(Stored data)
PR #438, opened 2021-08-19
Refactor simplfied_admin_set

prdanelli:
Do not remove the relationships tab fields, just the trigger to view them, otherwise visibility options set in the workflow will not be respected. 

Fixes https://ubiquitypress.atlassian.net/browse/REPO-1348

### DIFF
--- a/app/helpers/hyku_addons/notes_tab_form_helper.rb
+++ b/app/helpers/hyku_addons/notes_tab_form_helper.rb
@@ -3,7 +3,7 @@ module HykuAddons
   module NotesTabFormHelper
     def form_tabs_for(form:)
       if Flipflop.enabled?(:notes_tab_form)
-        super + ['notes']
+        super + ["notes"]
       else
         super
       end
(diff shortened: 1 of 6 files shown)


mankind (approved):
Thanks @prdanelli

app/helpers/hyku_addons/notes_tab_form_helper.rb
```diff
@@ -3,7 +3,7 @@ module HykuAddons
   module NotesTabFormHelper
     def form_tabs_for(form:)
       if Flipflop.enabled?(:notes_tab_form)
-        super + ['notes']
+        super + ["notes"]
```
mankind, line 6: I thought your suggestion was to use double quotes only in contatenation

prdanelli: The other way around, only use single quotes inside of a double quotes string where you are performing a conditional. 

There is no speed different between the two and double quotes allow variables to be parsed, so it means we would only use one two of quote, rather than two types if we used single quotes.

— The problem —
Give every record again, exactly as it appears.

— Solution to the problem —
PR #438, opened 2021-08-19
Refactor simplfied_admin_set

prdanelli:
Do not remove the relationships tab fields, just the trigger to view them, otherwise visibility options set in the workflow will not be respected. 

Fixes https://ubiquitypress.atlassian.net/browse/REPO-1348

### DIFF
--- a/app/helpers/hyku_addons/notes_tab_form_helper.rb
+++ b/app/helpers/hyku_addons/notes_tab_form_helper.rb
@@ -3,7 +3,7 @@ module HykuAddons
   module NotesTabFormHelper
     def form_tabs_for(form:)
       if Flipflop.enabled?(:notes_tab_form)
-        super + ['notes']
+        super + ["notes"]
       else
         super
       end
(diff shortened: 1 of 6 files shown)


mankind (approved):
Thanks @prdanelli

app/helpers/hyku_addons/notes_tab_form_helper.rb
```diff
@@ -3,7 +3,7 @@ module HykuAddons
   module NotesTabFormHelper
     def form_tabs_for(form:)
       if Flipflop.enabled?(:notes_tab_form)
-        super + ['notes']
+        super + ["notes"]
```
mankind, line 6: I thought your suggestion was to use double quotes only in contatenation

prdanelli: The other way around, only use single quotes inside of a double quotes string where you are performing a conditional. 

There is no speed different between the two and double quotes allow variables to be parsed, so it means we would only use one two of quote, rather than two types if we used single quotes.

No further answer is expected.